The economy is like a heavily layered enterprise Java program, where little
useful work is performed by lots and lots of expensive layers of abstractions.
There are so many abstractions that virtually nobody understands the program
or where problems come from.

The bailout is _not_ equivalent to throwing out the old codebase and starting
anew. Just the opposite, it's the government saying do not abondon the old
codebase, here's a $800 billion dollars, hire another 10.000 Java programmers
to maintain it.
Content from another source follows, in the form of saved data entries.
PR #159, opened 2019-09-04
proposal for adding antd components

jonborchardt:
this allows us to use ant examples as is... while making it a bit harder to develop the components on our side

maybe this could be auto generated by a script?


ui/src/lib/components/Tabs.tsx
```diff
@@ -1,7 +1,26 @@
 import { Tabs as AntTabs } from 'antd';
-import styled from 'styled-components';
+import styled, { StyledComponentBase } from 'styled-components';
 
-export const TabVarnish = styled(AntTabs).attrs({ animated: false })`
+// exporting TabPane as a convenience
+// we could choose to not export, and just let users grab from Tabs below
+export const TabPane = styled(AntTabs.TabPane)``;
```
codeviking: Let's not export.  I think less is more in this case, as more just complicates things (i.e. the paradox of choice).

ui/src/lib/components/Tabs.tsx
```diff
@@ -1,7 +1,26 @@
...
+
+// Our exported styled component version of AntTabs will need to have a reference to the styled
+// component version of TabPane
+// there is a type swap here, this makes typescript happy (Antd.Tabs.TabPane => TabPane)
+// this is fine, since consumers will use the styled version and 'ref' grabs the inner component
+class VarnishTabs extends AntTabs {
+    static TabPane = TabPane as any;
+}
```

If the government would let you abondon the old codebase, all
the programmers who had jobs maintaining it would be unemployed, which is
political suicide.

------
patio11
It seems to me that debt is virtually a necessity created by prosperity:
otherwise, the folks with all the capital end up with very lumpy mattresses.
Take the Japanese government debt (please!): the reason they're able to
sustain such a staggering amount of it is that the debt is owned mostly by
older Japanese folks who spent a few decades with savings rates in the 20%
plus region.

I'd be more worried about pissing spending away than about debt-financed
spending, per se. ($20k to get a degree, OK, $240k to get a master's degree in
traditional dance... well, I hope you marry well. Buying houses on credit, OK,
asset bubbles a little less OK. Constantly increasing QOL caused by expanding
public services, ambivalence, capture of budgeting process by public service
unions less OK.)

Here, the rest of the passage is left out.